TASK ITEM
Filter the entries down to the lines holding "plans", then copy those lines.

--------

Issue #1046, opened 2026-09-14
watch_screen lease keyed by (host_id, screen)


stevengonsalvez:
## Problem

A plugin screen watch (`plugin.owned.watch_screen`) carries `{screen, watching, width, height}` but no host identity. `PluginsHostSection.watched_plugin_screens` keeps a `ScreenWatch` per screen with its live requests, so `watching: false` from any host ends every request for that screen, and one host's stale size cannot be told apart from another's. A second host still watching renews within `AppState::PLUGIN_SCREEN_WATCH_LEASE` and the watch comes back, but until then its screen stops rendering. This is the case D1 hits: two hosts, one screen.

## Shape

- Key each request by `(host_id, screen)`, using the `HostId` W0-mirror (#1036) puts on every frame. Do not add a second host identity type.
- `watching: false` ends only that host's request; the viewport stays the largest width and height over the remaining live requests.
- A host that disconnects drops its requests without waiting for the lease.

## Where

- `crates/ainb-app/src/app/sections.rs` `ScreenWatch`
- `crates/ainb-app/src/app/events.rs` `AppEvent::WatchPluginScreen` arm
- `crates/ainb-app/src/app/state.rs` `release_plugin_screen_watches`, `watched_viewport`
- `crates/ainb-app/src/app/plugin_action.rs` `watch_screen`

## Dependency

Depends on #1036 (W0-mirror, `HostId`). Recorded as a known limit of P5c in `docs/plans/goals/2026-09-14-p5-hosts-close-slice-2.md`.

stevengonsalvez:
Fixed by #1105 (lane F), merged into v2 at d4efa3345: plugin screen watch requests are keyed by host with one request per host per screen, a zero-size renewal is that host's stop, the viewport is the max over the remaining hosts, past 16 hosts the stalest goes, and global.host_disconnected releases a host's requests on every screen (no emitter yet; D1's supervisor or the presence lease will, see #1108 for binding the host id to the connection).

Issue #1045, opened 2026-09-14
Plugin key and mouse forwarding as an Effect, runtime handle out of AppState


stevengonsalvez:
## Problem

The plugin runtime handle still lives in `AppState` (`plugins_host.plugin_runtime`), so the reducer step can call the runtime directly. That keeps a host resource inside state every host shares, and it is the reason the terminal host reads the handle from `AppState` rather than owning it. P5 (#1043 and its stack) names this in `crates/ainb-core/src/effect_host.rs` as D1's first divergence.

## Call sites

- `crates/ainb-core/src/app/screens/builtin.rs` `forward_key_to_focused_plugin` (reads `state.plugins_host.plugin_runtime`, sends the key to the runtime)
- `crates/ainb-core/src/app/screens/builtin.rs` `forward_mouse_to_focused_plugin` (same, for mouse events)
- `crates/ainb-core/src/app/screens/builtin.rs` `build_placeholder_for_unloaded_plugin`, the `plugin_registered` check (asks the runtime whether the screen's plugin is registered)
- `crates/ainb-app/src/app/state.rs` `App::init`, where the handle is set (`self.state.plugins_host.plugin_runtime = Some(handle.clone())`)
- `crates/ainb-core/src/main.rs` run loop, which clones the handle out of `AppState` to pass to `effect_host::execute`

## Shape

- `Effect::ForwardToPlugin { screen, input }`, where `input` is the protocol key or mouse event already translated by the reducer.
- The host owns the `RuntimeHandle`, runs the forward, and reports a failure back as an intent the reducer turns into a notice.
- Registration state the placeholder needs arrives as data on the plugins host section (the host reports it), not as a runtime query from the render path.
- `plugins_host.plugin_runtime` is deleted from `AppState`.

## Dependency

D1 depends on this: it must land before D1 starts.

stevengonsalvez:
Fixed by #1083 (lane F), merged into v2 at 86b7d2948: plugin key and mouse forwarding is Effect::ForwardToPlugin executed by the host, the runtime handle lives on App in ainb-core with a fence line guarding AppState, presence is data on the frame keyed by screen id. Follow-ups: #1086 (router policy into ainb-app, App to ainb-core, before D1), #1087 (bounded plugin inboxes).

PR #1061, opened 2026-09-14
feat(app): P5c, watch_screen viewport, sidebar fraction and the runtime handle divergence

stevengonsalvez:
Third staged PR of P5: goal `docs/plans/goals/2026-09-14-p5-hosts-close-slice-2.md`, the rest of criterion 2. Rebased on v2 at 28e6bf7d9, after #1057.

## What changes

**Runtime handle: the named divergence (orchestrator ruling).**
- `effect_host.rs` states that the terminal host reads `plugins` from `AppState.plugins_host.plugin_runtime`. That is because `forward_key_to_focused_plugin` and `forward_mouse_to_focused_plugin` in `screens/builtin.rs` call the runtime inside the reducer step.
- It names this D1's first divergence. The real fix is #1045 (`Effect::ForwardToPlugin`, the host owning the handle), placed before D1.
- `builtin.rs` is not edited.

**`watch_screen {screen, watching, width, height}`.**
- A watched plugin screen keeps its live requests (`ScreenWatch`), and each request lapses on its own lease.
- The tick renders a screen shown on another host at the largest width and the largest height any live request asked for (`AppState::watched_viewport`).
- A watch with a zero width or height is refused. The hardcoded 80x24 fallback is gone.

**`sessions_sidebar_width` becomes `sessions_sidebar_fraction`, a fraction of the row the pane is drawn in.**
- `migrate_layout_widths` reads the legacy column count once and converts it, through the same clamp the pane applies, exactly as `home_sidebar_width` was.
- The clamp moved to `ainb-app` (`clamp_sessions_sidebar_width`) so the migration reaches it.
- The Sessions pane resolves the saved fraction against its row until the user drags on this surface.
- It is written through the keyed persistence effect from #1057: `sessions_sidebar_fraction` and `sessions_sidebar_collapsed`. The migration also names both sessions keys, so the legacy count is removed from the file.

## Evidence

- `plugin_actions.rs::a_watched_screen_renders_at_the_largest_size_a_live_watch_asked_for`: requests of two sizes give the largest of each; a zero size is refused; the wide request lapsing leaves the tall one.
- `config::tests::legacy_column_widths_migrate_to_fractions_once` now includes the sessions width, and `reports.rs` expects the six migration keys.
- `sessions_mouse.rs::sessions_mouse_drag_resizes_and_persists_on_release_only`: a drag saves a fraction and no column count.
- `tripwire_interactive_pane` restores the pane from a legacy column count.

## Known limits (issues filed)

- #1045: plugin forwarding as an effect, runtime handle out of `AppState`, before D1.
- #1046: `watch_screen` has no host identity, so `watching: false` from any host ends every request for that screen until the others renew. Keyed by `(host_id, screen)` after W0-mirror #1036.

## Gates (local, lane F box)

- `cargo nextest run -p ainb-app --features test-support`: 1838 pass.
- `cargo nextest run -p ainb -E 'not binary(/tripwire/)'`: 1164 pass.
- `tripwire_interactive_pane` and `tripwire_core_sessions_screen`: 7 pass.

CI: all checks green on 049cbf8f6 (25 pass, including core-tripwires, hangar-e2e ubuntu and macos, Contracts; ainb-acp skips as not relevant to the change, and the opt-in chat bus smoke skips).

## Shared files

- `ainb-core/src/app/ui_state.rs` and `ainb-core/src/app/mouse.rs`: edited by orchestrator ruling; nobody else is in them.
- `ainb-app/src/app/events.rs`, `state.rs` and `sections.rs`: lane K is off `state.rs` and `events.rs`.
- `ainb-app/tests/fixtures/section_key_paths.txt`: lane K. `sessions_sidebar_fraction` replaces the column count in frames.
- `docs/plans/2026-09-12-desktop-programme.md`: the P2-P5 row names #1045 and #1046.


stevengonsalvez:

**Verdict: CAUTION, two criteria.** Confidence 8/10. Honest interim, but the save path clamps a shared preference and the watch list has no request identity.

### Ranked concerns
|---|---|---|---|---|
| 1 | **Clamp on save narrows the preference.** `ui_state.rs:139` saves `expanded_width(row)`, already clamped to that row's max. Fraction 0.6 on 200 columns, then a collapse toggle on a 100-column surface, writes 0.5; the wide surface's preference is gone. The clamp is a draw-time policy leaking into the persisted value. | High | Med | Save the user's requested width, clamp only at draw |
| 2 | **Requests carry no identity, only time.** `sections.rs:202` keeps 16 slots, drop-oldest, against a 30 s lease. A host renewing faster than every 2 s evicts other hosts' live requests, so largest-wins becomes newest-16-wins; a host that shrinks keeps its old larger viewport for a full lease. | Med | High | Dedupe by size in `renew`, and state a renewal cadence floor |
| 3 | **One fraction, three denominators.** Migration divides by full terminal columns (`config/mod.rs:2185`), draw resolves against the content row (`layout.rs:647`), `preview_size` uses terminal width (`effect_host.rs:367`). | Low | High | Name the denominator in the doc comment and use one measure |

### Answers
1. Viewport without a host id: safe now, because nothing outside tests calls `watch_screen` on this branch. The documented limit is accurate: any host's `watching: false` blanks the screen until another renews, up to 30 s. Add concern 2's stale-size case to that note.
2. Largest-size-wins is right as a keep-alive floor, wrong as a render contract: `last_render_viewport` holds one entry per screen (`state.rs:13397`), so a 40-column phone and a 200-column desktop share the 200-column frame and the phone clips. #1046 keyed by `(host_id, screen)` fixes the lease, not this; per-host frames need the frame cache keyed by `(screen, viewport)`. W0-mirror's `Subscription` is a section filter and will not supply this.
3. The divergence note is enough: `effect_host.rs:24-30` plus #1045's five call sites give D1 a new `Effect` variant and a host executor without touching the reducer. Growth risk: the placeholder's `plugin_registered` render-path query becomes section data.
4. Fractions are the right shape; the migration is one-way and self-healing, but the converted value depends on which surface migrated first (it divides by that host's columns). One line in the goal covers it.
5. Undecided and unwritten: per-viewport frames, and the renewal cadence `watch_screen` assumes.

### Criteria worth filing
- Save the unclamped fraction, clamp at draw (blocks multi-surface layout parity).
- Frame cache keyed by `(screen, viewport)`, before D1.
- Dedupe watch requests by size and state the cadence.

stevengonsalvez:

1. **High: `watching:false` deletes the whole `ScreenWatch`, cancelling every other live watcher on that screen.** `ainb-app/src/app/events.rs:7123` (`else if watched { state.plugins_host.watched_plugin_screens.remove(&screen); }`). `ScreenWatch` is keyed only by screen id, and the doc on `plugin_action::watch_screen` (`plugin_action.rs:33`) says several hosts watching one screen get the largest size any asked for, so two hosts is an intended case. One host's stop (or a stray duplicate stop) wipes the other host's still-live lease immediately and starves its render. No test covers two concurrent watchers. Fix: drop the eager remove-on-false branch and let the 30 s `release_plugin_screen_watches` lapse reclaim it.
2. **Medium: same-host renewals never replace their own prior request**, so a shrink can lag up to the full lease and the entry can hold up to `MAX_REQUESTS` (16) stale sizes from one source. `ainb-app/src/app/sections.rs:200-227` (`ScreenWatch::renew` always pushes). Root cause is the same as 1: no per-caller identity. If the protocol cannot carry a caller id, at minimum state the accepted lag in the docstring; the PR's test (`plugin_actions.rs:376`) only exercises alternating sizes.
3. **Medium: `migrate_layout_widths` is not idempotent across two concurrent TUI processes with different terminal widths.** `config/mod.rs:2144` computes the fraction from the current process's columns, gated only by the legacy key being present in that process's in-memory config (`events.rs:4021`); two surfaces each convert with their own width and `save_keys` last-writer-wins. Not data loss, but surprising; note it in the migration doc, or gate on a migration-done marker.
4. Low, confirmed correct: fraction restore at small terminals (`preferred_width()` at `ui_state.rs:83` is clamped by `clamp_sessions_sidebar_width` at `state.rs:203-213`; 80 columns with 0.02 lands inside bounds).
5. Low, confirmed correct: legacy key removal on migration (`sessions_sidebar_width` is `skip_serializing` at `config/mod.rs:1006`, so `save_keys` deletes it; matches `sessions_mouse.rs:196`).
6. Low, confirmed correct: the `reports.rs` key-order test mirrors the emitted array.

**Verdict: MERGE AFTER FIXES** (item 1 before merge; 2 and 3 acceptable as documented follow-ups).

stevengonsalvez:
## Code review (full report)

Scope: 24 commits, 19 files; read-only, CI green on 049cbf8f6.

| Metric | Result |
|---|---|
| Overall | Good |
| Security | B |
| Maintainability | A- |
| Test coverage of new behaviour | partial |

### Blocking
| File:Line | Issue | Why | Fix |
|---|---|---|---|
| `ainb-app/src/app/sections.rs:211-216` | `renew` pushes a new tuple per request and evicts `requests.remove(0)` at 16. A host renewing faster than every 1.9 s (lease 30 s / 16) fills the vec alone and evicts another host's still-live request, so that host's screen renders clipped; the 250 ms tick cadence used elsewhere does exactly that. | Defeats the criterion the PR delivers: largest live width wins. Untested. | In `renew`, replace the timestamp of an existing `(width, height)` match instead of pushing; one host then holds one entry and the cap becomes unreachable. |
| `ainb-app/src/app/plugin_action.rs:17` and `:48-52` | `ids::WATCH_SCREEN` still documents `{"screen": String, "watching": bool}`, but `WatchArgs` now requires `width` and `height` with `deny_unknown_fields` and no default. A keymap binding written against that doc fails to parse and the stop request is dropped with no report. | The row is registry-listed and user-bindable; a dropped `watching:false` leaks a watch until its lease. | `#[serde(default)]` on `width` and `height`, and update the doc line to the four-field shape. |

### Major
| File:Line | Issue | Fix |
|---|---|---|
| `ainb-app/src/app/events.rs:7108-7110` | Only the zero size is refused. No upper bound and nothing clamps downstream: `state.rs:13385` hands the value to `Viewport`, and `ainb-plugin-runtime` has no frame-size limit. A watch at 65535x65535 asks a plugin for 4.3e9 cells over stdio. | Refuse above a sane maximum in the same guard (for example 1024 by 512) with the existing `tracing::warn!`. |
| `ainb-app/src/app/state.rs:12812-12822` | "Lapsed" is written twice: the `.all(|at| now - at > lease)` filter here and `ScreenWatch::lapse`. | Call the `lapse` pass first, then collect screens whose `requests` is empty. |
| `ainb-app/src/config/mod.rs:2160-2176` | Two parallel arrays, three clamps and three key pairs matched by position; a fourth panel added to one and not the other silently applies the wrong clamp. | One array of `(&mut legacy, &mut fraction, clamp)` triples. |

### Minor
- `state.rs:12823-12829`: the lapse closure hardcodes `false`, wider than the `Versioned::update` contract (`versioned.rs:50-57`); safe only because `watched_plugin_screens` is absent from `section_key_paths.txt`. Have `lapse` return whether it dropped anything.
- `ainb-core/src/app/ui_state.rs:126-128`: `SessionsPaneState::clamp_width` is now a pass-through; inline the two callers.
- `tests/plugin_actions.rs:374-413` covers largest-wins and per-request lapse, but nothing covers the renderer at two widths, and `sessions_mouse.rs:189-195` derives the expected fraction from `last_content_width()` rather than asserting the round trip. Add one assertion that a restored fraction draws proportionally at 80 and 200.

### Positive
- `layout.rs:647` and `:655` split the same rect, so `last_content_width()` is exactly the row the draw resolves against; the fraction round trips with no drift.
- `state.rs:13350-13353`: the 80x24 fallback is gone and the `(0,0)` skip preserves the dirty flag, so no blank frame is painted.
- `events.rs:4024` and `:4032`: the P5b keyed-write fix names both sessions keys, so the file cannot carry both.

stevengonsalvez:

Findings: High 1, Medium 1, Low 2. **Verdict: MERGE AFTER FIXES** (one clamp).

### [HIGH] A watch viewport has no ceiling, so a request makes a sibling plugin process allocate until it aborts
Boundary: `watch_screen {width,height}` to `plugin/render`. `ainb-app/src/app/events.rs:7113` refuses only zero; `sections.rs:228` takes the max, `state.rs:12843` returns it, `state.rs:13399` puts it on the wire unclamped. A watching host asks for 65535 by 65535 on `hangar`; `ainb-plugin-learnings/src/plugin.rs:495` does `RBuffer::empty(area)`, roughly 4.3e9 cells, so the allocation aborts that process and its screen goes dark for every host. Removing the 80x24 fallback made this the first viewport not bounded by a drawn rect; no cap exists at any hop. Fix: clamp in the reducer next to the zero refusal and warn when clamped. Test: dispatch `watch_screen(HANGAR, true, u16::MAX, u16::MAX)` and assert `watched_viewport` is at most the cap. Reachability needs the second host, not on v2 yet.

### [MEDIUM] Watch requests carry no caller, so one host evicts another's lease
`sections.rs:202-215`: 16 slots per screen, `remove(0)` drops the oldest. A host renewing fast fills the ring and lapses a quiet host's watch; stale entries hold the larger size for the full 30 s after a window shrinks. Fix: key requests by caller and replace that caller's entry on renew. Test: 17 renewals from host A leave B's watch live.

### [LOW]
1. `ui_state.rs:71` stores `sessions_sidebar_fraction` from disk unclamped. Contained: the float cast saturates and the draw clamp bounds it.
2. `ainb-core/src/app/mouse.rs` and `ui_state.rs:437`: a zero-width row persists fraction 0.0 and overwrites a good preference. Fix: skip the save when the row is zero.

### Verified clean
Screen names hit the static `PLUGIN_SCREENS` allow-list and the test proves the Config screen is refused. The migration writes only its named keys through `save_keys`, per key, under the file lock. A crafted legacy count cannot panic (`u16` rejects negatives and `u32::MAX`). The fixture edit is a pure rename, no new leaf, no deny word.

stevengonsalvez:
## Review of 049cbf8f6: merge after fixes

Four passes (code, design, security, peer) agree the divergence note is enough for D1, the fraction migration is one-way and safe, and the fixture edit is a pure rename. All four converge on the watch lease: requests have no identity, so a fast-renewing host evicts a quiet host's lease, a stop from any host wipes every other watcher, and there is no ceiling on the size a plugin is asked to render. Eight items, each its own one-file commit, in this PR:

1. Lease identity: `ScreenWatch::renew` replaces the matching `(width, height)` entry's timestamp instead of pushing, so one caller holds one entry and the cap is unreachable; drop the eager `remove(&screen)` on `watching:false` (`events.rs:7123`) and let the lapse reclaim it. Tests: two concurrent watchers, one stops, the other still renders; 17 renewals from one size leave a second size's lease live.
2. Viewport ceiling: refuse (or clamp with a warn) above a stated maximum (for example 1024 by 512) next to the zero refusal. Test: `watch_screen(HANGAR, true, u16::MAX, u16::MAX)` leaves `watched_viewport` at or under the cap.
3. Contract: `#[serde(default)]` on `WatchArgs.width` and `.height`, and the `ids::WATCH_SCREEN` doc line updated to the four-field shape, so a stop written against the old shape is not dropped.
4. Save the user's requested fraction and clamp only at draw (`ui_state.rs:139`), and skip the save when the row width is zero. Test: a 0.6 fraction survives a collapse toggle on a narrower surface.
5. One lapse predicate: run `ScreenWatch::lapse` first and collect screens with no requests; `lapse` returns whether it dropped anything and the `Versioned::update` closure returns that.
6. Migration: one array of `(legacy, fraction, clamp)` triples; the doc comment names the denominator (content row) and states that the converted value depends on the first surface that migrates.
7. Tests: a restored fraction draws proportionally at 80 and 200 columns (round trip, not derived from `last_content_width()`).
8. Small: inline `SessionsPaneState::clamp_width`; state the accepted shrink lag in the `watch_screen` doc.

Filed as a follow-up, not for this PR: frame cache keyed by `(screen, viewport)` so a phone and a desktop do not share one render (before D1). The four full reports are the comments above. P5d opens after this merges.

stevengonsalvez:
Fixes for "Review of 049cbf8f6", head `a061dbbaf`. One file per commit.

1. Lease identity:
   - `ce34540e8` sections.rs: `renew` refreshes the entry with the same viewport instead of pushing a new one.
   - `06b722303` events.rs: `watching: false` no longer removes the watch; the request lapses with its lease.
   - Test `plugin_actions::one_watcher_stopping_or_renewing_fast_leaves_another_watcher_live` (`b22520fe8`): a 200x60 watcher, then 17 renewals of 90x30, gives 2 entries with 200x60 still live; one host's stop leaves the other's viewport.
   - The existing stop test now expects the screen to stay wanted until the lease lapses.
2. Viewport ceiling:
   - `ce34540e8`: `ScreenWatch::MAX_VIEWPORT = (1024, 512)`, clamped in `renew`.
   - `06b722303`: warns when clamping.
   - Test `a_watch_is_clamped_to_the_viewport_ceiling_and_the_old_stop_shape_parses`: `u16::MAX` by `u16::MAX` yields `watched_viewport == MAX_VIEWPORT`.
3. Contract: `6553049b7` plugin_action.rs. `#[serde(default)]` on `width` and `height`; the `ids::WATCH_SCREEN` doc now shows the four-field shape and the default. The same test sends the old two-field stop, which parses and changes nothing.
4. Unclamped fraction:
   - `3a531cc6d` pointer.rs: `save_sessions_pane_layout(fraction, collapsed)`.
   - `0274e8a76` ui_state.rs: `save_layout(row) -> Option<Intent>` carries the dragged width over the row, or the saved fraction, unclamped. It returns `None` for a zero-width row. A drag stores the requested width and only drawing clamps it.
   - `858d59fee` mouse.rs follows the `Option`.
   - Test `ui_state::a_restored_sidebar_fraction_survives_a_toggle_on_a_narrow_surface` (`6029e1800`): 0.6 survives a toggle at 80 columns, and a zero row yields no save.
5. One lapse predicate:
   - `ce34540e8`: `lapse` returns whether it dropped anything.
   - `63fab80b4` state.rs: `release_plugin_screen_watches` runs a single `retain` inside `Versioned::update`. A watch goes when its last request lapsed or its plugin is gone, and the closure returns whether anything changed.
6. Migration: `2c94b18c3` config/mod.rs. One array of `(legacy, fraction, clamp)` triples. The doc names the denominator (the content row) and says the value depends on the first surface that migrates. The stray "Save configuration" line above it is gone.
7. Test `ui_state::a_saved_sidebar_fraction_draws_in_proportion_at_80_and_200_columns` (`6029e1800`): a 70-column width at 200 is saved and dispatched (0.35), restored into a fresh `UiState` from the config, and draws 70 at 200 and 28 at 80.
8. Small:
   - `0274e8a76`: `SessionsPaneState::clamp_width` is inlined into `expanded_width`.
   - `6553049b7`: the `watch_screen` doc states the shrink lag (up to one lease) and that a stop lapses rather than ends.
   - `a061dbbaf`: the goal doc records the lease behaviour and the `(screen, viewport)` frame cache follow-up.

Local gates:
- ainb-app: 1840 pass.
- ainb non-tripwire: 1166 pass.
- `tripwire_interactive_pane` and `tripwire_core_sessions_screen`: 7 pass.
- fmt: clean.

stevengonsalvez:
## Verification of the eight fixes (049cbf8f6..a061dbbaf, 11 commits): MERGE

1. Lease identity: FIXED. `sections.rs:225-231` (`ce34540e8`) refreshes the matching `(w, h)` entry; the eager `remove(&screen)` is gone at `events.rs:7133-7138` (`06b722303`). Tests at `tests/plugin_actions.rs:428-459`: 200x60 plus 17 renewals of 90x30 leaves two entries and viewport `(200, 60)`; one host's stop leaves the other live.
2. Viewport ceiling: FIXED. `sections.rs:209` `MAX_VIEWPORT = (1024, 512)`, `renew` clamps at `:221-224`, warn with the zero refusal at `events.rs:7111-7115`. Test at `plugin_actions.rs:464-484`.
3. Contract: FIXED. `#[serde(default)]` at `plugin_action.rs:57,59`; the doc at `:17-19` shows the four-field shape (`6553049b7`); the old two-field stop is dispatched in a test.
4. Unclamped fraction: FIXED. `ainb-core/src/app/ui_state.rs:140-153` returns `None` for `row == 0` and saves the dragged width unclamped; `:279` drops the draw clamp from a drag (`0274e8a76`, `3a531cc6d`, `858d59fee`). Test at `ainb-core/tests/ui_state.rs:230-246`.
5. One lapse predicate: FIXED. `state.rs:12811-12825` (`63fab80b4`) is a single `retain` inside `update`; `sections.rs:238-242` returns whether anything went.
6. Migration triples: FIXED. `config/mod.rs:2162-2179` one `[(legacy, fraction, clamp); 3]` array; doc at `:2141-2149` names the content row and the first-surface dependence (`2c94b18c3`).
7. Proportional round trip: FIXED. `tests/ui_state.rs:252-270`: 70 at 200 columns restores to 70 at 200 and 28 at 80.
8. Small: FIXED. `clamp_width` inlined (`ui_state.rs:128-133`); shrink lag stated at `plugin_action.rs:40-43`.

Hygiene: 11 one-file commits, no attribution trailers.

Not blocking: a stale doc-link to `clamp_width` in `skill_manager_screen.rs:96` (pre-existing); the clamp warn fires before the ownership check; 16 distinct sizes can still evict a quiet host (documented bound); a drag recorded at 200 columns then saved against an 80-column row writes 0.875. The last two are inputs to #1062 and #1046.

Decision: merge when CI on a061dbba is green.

--------

TASK SOLUTION
Depends on #1036 (W0-mirror, `HostId`). Recorded as a known limit of P5c in `docs/plans/goals/2026-09-14-p5-hosts-close-slice-2.md`.
Third staged PR of P5: goal `docs/plans/goals/2026-09-14-p5-hosts-close-slice-2.md`, the rest of criterion 2. Rebased on v2 at 28e6bf7d9, after #1057.
- `docs/plans/2026-09-12-desktop-programme.md`: the P2-P5 row names #1045 and #1046.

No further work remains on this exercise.